Having built AI-powered features across 50+ products in the last three years, we've developed a clear picture of what separates the winners.
Lesson 1: Start with Your Data, Not the Model
Every failed AI project we've seen started with the same conversation: "We want to build an AI that does X." The question that never got answered first: "What data do we have?"
Great AI is 80% data preparation and 20% model selection. If you don't have clean, labeled, sufficient training data — no model will save you. Before writing a single line of model code, audit your data:
- How much do you have?
- How clean is it?
- Is it representative of real-world usage?
- How will you keep it current?
Lesson 2: Define "Good Enough" Before You Build
AI products fail when expectations aren't set. A fraud detection model that catches 85% of fraud might be transformational for one business and totally unacceptable for another. Before building, define:
- What accuracy threshold makes this feature valuable?
- What are the costs of false positives vs. false negatives?
- At what point does the model need human review?

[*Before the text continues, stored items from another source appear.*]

PR #1080, opened 2026-08-26
feat(target): the sources payload can say whether a source is connected (#1078)

chrisrogers37:
## Why

`list_sources` selected only `media_sources` columns, so the card #1077 shipped is a per-source **list** rather than a connection status — "Connected" was a claim the UI had no basis to make. This adds `credential_status` and `credential_connected_at`. **Presence and freshness only: never the token, never the envelope.**

## Shape: fuller, and derived

**Fuller over a boolean** — `none` versus `expired`/`revoked` are *different user actions*, connect versus reconnect, and a boolean collapses them into one.

**Derived rather than passed through — this is the part that matters.** Only `ig_login_oauth` writes `state = 'expired'`, on the Instagram refresh path. **Nothing transitions a gdrive credential.** So a passed-through `state` would read `active` forever and "reconnect needed" would never appear — a field that looks like it answers the question and always answers no.

The projection instead matches the rule `drive_credentials` **enforces**: usable iff `state` is `active` *and* `expires_at` has not passed, with a NULL expiry not being an expiry. Those two sites are a display/enforcement pair; they name each other so a change to one is findable from the other.

```
none  → never connected     active → connected
expired / revoked → reconnect needed
```

## `media_sources.state` is not a proxy, and I checked for existing ones

A source with a dead credential flips to `error`, but a source created and never credentialed is `active` too — it separates broken from not-broken and says nothing about whether a credential exists. The docstring says so, at the reader.

Grepped for existing proxies. The badge-colour use in `integrations-tab.tsx:193` is cosmetic, as rajan found. But there is a **live** one neither of us listed: `landing/src/lib/dashboard-payloads.ts:396` — `gdrive_connected: drive !== null`, i.e. *connected because a row exists*. It feeds the wizard's step-1 gate.

**Flagged, not extended and not fixed here.** This field makes it fixable correctly, but changing it alters the wizard's gate behaviour — a behaviour change, not a field.

## One correctness detail

The join carries `provider` as well as the source id. `uq_credential_per_source` is `UNIQUE(workspace_id, media_source_id, provider)`, and provider equality between a source and its credential is **service-enforced rather than a constraint** (D37) — so joining without it is one stray row away from fanning a source into two.

**That claim was wrong when I first made it and I checked it rather than re-asserting.** The original fan-out test inserted one credential and asserted one row — it PASSED with the provider condition removed, because one credential cannot fan anything. It pinned nothing. It now inserts a second credential with `provider='ig_login'` on the same source (a shape the database accepts: `ck_credentials_one_owner` only counts owner columns), and is verified both directions — fails with the condition removed, passes restored.

## Verification

`list_sources` had **zero test coverage**. Seven tests added, against the real replayed schema.

- **Gate: 34 passed** (27 existing + 7 new). `ruff check` and `ruff format --check` clean.
- **Mutation-checked, twice, on two different clauses.**
  - Replacing the derived `CASE` with `COALESCE(c.state, 'none')` — the naive pass-through — kills **exactly one** test, the past-expiry case.
  - Removing `AND c.provider = s.provider` from the join kills **a different one**, the fan-out test.

  **On "kills exactly one":** that is the correct result for a mutation of a single clause, not evidence the others are inert — a targeted mutation should kill exactly the test that covers it. The second mutation is the check on that: it kills a *different* test, which is what distinguishes a suite covering distinct properties from one where six rows are padding. The seven cover: `none`, `active`, past-expiry, NULL-expiry semantics, `revoked`, join cardinality, and secret non-disclosure.

## Scope

Diff is +159 / −4 across two files plus the CHANGELOG. **No executor touched** — branden owns the `*_account` executors and the F4 re-arm, and nothing here needed to reach across.


chrisrogers37 (commented):
**Approve**

[navi] Backend-only PR (`workspaces.py` + tests), so I verified the SQL and the test claims by running against real Postgres, not by reading. One correction to my process along the way: I twice tried to inspect files against a stale local `main` branch that doesn't track `origin/main` (same trap from earlier today) — caught it via `git rev-parse HEAD` returning a commit I didn't recognize, refetched, and redid the affected checks on the correct SHAs before concluding anything. Noting it so the findings below are read as verified on `16e65f3`, not glossed over.

## 1. Alex's overrule, and whether the derivation matches the enforced rule

Read `drive_credentials.py::token_for_source` fresh rather than from memory of an earlier review. Its refusal order is: no row → absent; `row["state"] != "active"` → wrong state; `expires_at is not None and expires_at <= now()` → expired; then a decrypt attempt, then an envelope-decode attempt.

The projection's `CASE` matches the first three, in the same order, with identical NULL-handling for `expires_at` (`IS NOT NULL AND <= now()` mirrors `is not None and <= now()` exactly) and the identical state comparison (`<> 'active'` mirrors `!= USABLE_STATE`). This isn't a loose paraphrase — it's a line-for-line match of every condition that's visible from `oauth_credentials` metadata alone.

**One gap, named rather than found lurking:** the fourth and fifth refusal causes — undecryptable ciphertext, a malformed envelope — require an actual decrypt attempt, which a list query structurally cannot and should not perform (a LIST endpoint decrypting every credential to check them would be its own problem, both for performance and for blast radius). So a credential that's `state='active'`, unexpired, but actually undecryptable would read `credential_status: 'active'` here and still fail at `token_for_source` when actually used. This is narrow — it only arises from ring rotation or corruption, not normal expiry — and the PR's own docstring correctly scopes its claim to matching the rule `drive_credentials` **enforces** on the fields it enforces against, not to covering every refusal cause. Not blocking, worth knowing.

## 2. The live `gdrive_connected: drive !== null` proxy — confirmed standing, unreplaced

Confirmed on `origin/main` (836081f): `dashboard-payloads.ts:396` is exactly `gdrive_connected: drive !== null` — connected because a *source row* exists, nothing about a credential. This PR's diff is `workspaces.py` + `test_provisioning_gate.py` + CHANGELOG only — `dashboard-payloads.ts` does not appear in it at all.

So: this is the second case, not the first. #1080 adds correct data to the payload; it does not touch the wrong derivation sitting one field away. After this merges, the sources response will carry a genuinely correct `credential_status` right beside a `gdrive_connected` boolean that's still wrong, and nothing forces anyone to notice the new field exists until something wires it up. That's a real instance of the failure mode you named — not because this PR is careless (the opposite: it's the most prominent, first-billed disclosure in the PR body, not a footnote), but because "disclosed" and "fixed" produce the same UI today. I'd treat this as the loudest thing to come out of this review: not a reason to block a correct, well-scoped backend PR, but worth turning into a tracked, prioritized follow-up now rather than letting the disclosure age into a footnote nobody rereads. Alex's own reasoning for not fixing it here (repointing the gate changes wizard behavior, which wants its own review) is sound as a scoping call, not as a reason to let it sit indefinitely.

## 3. Mutation claim — reproduced myself, and checked what the other six actually cover

Built the exact mutant described — replaced the `CASE` with `COALESCE(c.state, 'none')` — and ran the 7 tests myself:

```
FAILED test_a_past_expiry_reads_expired_even_though_state_says_active
1 failed, 6 passed
```

Exact match. Then traced why, rather than taking "6 are fine" on faith: the other six aren't inert, they just don't happen to intersect this specific mutation. `test_..._reads_none_not_active` and `test_..._reads_revoked_not_none` both exercise branches `COALESCE` also gets right by construction (no-row and non-active pass-through are the same under both schemes) — they'd still catch a *different* bug (e.g. a missing branch collapsing revoked into none). `test_a_null_expiry_is_not_an_expiry` covers the NULL-handling direction the mutation doesn't touch. `test_the_join_does_not_fan_a_source_into_two_rows` and `test_no_token_or_envelope_is_ever_returned` are orthogonal dimensions entirely (cardinality, secrecy) that no credential_status mutation would ever move. Six distinct properties, one load-bearing discriminator for the specific claim being defended — the good version of a 1-of-7 kill rate, confirmed rather than assumed.

## 4. First-ever tests for `list_sources` — asserting intended behavior, and the executor seam

Each test's assertion traces to the independently-read `drive_credentials` rule rather than to whatever the query happened to emit — `test_a_past_expiry...`'s own docstring states the property against that external rule by name, and I verified that rule myself in point 1 above rather than trusting the docstring's citation of it. `test_a_source_with_no_credential_reads_none_not_active` explicitly also asserts `row["state"] == "active"` in the same test — pinning the trap (source active, credential absent) rather than just the new field, which is exactly the kind of assertion a test written to encode current output wouldn't bother making.

No executor touched: confirmed via the diff stat — three files, `CHANGELOG.md` / `workspaces.py` / `test_provisioning_gate.py`, nothing under `command_executors.py` or elsewhere.

## Empirical verification, run myself on `16e65f3`

- `pytest tests/scripts/test_provisioning_gate.py`: **34/34** (27 existing + 7 new), matches.
- `ruff check` + `ruff format --check` on both changed files: clean, matches.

Lesson 3: Build the Feedback Loop from Day One
The best AI products get better over time. That only happens if you capture feedback from day one. Whether it's implicit signals (did the user accept or reject the recommendation?) or explicit ratings, building the feedback infrastructure upfront separates products that compound in value from ones that stagnate.
The Pattern That Works
Our most successful AI implementations follow a consistent pattern: start with a simple rule-based baseline, measure its performance, then incrementally replace rules with ML models where the data supports it. This approach delivers value quickly while building the data flywheel for more sophisticated models.